I think most forms of submission can be placed somewhere along these two axes (picture a standard 2x2 box, I'm afraid I can't create and insert a picture). In the active, affectionate/intimate box would be 1950s household subs, people into domestic discipline and "head of household" among others. These subs want to feel loved and valued as they actively perform submissive duties. In the passive, affectionate box would be littles, babygirls and probably some forms of pet play. Again, the desire is to feel loved and cared for but from a more passive perspective. The active, degrading box would be traditional slaves and the passive, degrading box wold include dolls, and probably subs who have hucow fantasies.

I'll add that these categories are ideal types (unlikely to appear in the real world). I don't think anyone has to, or likely will, fit neatly into any one box. An individual is likely to like elements from different parts of the two spectra and likely to change where they lean depending on the relationship they have with a given partner, how they're feeling at the moment, where they are in their life, etc. As a Dom, I can say I prefer a relationship that is in the active, affectionate box but I can appreciate at least some elements of the others (especially in the bedroom) and, if I had a partner who wanted to, I could see myself exploring those elements.

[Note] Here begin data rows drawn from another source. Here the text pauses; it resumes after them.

PR #1066, opened 2022-03-07
Fix incorrect type for ATTACHMENT option values

tandemdude:
- Fixes the value for options with ATTACHMENT type being of `str` instead of `Snowflake`

### Checklist


thesadru (approved):
mb 😅

davfsa (commented):
Missing changelog

davfsa (approved):

Issue #748, opened 2021-08-28
Better distinguish impl detail in configuration classes 


FasterSpeeding:
### Summary
The configuration classes should better distinguish between standard implementation detail and configuration which should apply to all implementations.

### Problem
Right now implementation detail and fields which should be enforced for all implementations are both present on the config classes with no distinction, this can be an issue when clients are expected to expose these configuration classes through properties are some of the fields may not even apply to them and this would break introspection logic.

### Ideal implementation
~~Where applicable configuration classes which mix implementation detail and standard information should be split into bases classes which just have detail which is always present (and are exposed by the abstract clients through properties) and extended by another class to add fields which are specific to the standard implementations; with the standard implementations documenting their `__init__`s as taking the extended impl specific config classes).~~

Alternatively the config module could be split between `hikari.api.config` and `hikari.impl.config` to better follow our impl vs api strategy which now that I think about it is probably a better idea.

### Checklist

- [x] I have searched the issue tracker and have made sure it's not a duplicate.
      If it is a follow up of another issue, I have specified it.

PR #1067, opened 2022-03-09
Split config module between api.config and impl.config

FasterSpeeding:
### Summary
This is just an attempt at #748

Most of the http and proxy settings were not included in the abstract interface for this attempt as these mostly rely on impl detail around aiohttp and its configuration and aren't overly helpful for introspection.

### Checklist

### Related issues
Close: #748


pessiuff (dismissed):

hikari/impl/bot.py
```diff
@@ -195,9 +195,9 @@ class GatewayBot(traits.GatewayBotAware):
         will __force__ colour to be used in console-based output. Specifying a
         `"CLICOLOR_FORCE"` environment variable with a non-`"0"` value will
         override this setting.
-    cache_settings : typing.Optional[hikari.config.CacheSettings]
+    cache_settings : typing.Optional[hikari.impl.config.CacheSettings]
```
davfsa, line 198: Shouldnt this be `api`?

davfsa (approved):

hikari/impl/bot.py
FasterSpeeding: Nah, the idea here is that `hikari.impl.config` is the configuration objects the standard implementations take in and `hikari.api.config` are the fields that are guaranteed to be exposed on config properties between impls.

For this feature I took the liberty of breaking the normal standard of only ever exposing the api classes on return values as it is helpful for fields like `hikari.impl.GatewayBot.http_settings` to expose the config impl detail since this impl detail has a lot 
 more info and is guaranteed to stay the same for that class until a breaking change is made like switching to a different rest client.

FasterSpeeding: Although i do need to change `from hikari.impl import config` to `from hikari.impl import config as config_impl` in this module to make it more clear lol

FasterSpeeding: Fixed those inconsistent imports btw

davfsa (approved):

Again, it's interesting that so many different dynamics can fall under the single category of submissive. Different submissive can look very different depending on where they fall on these axes but likely looking for a similar feeling.

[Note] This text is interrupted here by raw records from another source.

PR #1069, opened 2022-03-09
Disable ws autoclose

davfsa:
### Summary
From testing, this doesnt seem to affect anything at all and just sends payloads that Discord will ignore as well as close unexpectedly on us. Further testing (running constantly for at least 48h) is needed, but I dont see why we should have these enabled.

Would greatly appreciate if someone could try out this PR in their bot and lmk how it goes

### Checklist

### DIFF
--- a/hikari/impl/shard.py
+++ b/hikari/impl/shard.py
@@ -279,6 +279,8 @@ class _GatewayTransport(aiohttp.ClientWebSocketResponse):
                     proxy=proxy_settings.url,
                     proxy_headers=proxy_settings.headers,
                     url=url,
+                    # We manage these ourselves
+                    autoclose=False,
                 )
             )
             assert isinstance(web_socket, cls)
--- a/tests/hikari/impl/test_shard.py
+++ b/tests/hikari/impl/test_shard.py
@@ -354,6 +354,7 @@ class TestGatewayTransport:
             proxy=proxy_settings.url,
             proxy_headers=proxy_settings.headers,
             url="https://some.url",
+            autoclose=False,
         )
         mock_client_session.assert_used_once()
         mock_websocket.assert_used_once()


CircuitSacul:
I tested this by installing directly from your branch. I didn't notice anything different when running the bot (I also double checked the version, which was dev108). I ran it for about 10 minutes, occasionally using commands.

davfsa:
> I tested this by installing directly from your branch. I didn't notice anything different when running the bot (I also double checked the version, which was dev108). I ran it for about 10 minutes, occasionally using commands.

Glad to hear, but a more real-word test would be having the bot run for 48h, to make sure it handles all cases correctly (reconnects, unexpected closes, etc).

Appreciate the testing tho!

Jonxslays:
Starr is now running on this PR. I'll get back to you.

davfsa:
Ran by @Jonxslays for a while now and there are no changes in reconnect/random disconnects behavior (unfortunately the annoying bug I wanted to fix is still there, but no can do ig)

Marking as ready for review and leaving it up to @FasterSpeeding chose if useful or not

hikari/impl/shard.py
```diff
@@ -279,6 +279,9 @@ async def connect(
                     proxy=proxy_settings.url,
                     proxy_headers=proxy_settings.headers,
                     url=url,
+                    # We manage these ourselves
+                    autoping=False,
```
FasterSpeeding, line 283: This is wrong, none of this logic handles PING or PONG events and without autoping this logic could break if discord started sending PINGs

davfsa: Discord's way of ping poing is by using heartbeats, but I do see and understand the concern in the case where they start sending ping pongs. Will close this then

FasterSpeeding: You can still disable autoclose though, that will improve semantics since the current logic does handle close codes.

Also ping/pong is a part of the spec and should be handled regardless of discord's current behaviour

FasterSpeeding (approved):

Sidenote 1: These are just some personal thoughts about submission. I'm am, by no means, any kind of expert on this subject. I also want to stress that I make no judgments about any of these styles or the people who enjoy them. As long as all parties involved are happy and participating consensually, I support it. No offense is intended towards anyone and I regret if any is caused.

Sidenote 2: I should be working on my dissertation or class syllabi right now but instead I'm applying my academic talents to analyzing kink. I regret nothing.

2 years ago. July 11, 2021 at 6:19 PM

Growing up, I felt very out of control of my life. My parents were divorced and I did the standard custody shuffle every weekend. Minimal stability, no say in where I was or where I slept every night. It was not pleasant.

The change of rules between households was jarring as well. My mom was very permissive and, as long as I wasn't doing anything wrong, let me do what I wanted. My father was much more strict and, much worse, arbitrary in his rules. Again, unpleasant and out of control.

I've often wondered if this contributed to making me dominant. Did a lack of control growing up make me yearn for greater control over my life and the person I share it with? Did my father's arbitrary authoritarianism make me want to exhibit a more compassionate and fair form of dominance?

It makes sense but, having talked to submissives over the years, I wonder if it's the truth. I know subs who also grew up in strict households. For them, it seems growing up with that order and structure has made them long for it in their relationships. So, did my childhood make me dominant or did something deeper in me respond to my experiences by choosing dominance where others would have chosen submission?

I suppose it doesn't really matter how I ended up this way. I am who I am and I'm happy with it. Still, it's interesting to think about. I remember reading an article a while ago (can't remember where, I may look for it and add a link later) that argued being kinky was similar to one's sexual orientation. Apparently, the same parts of the brain light up when a kinky person sees kinky porn as when a straight person sees vanilla straight porn or a gay person sees vanilla gay porn. If so, then this could be something I was born with. Still, it's hard to think my childhood experiences didn't play some role. Just another battleground in the nature vs. nature debate.

 

Note: I don't want this to be taken as a condemnation of my parents. My mom is an amazing woman who made the best of a bad situation. My dad is more complicated by he's still a good man.